PR #726, opened 2026-05-11
Refactor training visualizations into task-specific handlers

mrpositron:
## What has changed and why?

This PR refactors training-step visualization so plotting is handled outside the individual train models and generated lazily through task-specific visualization helpers.

- Added a new `train_task_visualization` helper to centralize saving train/validation example images.
- Replaced eager `label_image` / `prediction_image` creation in `TaskStepResult` with a lazy `visualization` payload that can create images on demand.
- Updated train models across image classification, object detection, and segmentation tasks to return task-specific visualization objects instead of pre-rendered PIL images.
- Standardized visualization inputs to use `image_normalize` and `class_names`.
- Removed the object detection visualization cap on predicted boxes.

This keeps train models focused on training logic, removes duplicated plotting/saving code, and avoids carrying fully rendered images through the training loop when they may never be written. It also makes visualization behavior more consistent across tasks and easier to extend.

■ WHAT THE EXERCISE ASKS ■
Identify the lines in the records above that contain the word "across", then state how many there are and nothing more.

■ EXERCISE RESPONSE ■
2